What you have to do: Work out how many lines of the listing hold the string "site", then answer with that number and nothing else.

[[ Record extracts open ]]

PR #295, opened 2024-02-01
fix: list-site-servers current_load incorrect #1000

ClaireMao1996:
Related to https://github.com/samatechtw/pubstudio/issues/1000


sampullman:
I moved the helper to `util-test` instead of `type-site`! Since `type-*` libraries should only have types/interfaces/enums. Otherwise looks good!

[[ Record extracts closed ]]

Output of the exercise: 2